What you should do:
Write out the whole listing again so that each line matches the original.

Dataset excerpts:
== Segment start ==

PR #227, opened 2023-09-06
enhancement: Add required functions to worker template

### LINKED ISSUE #223: Require specific values be provided in the prefect-worker helm chart
For workers being deployed in mode `cloud`, at a minimum the chart needs to receive the following values:
- work pool 
- account id 
- workspace id

We should require these at the helm level

jamiezieziula:
With the use of `{{ required }}`, we know enforce at the helm level the 3 necessary values needed in order for a worker to be deployed successfully.

This also fixes the printed UI url when using the `server` configuration which previously just displayed the `api url` endpoint. 

Resolves https://github.com/PrefectHQ/prefect-helm/issues/223

### DIFF
--- a/charts/prefect-worker/templates/_helpers.tpl
+++ b/charts/prefect-worker/templates/_helpers.tpl
@@ -14,7 +14,7 @@ Require Prefect Cloud Account ID
 */}}
 {{- define "cloud.requiredConfig.accountId" -}}
 {{- if eq .Values.worker.apiConfig "cloud" }}
-    {{- required "A Prefect Cloud Account ID is required (worker.cloudApiConfig.accountId)" .Values.worker.cloudApiConfig.accountId | printf "%s"  -}}
+    {{- required "A Prefect Cloud Account ID is required (worker.cloudApiConfig.accountId)" .Values.worker.cloudApiConfig.accountId -}}
 {{- end -}}
 {{- end -}}
 
@@ -23,7 +23,7 @@ Require Prefect Cloud Workspace ID
 */}}
 {{- define "cloud.requiredConfig.workspaceId" -}}
 {{- if eq .Values.worker.apiConfig "cloud" }}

== Segment end ==

Answer box:
PR #227, opened 2023-09-06
enhancement: Add required functions to worker template

### LINKED ISSUE #223: Require specific values be provided in the prefect-worker helm chart
For workers being deployed in mode `cloud`, at a minimum the chart needs to receive the following values:
- work pool 
- account id 
- workspace id

We should require these at the helm level

jamiezieziula:
With the use of `{{ required }}`, we know enforce at the helm level the 3 necessary values needed in order for a worker to be deployed successfully.

This also fixes the printed UI url when using the `server` configuration which previously just displayed the `api url` endpoint. 

Resolves https://github.com/PrefectHQ/prefect-helm/issues/223

### DIFF
--- a/charts/prefect-worker/templates/_helpers.tpl
+++ b/charts/prefect-worker/templates/_helpers.tpl
@@ -14,7 +14,7 @@ Require Prefect Cloud Account ID
 */}}
 {{- define "cloud.requiredConfig.accountId" -}}
 {{- if eq .Values.worker.apiConfig "cloud" }}
-    {{- required "A Prefect Cloud Account ID is required (worker.cloudApiConfig.accountId)" .Values.worker.cloudApiConfig.accountId | printf "%s"  -}}
+    {{- required "A Prefect Cloud Account ID is required (worker.cloudApiConfig.accountId)" .Values.worker.cloudApiConfig.accountId -}}
 {{- end -}}
 {{- end -}}
 
@@ -23,7 +23,7 @@ Require Prefect Cloud Workspace ID
 */}}
 {{- define "cloud.requiredConfig.workspaceId" -}}
 {{- if eq .Values.worker.apiConfig "cloud" }}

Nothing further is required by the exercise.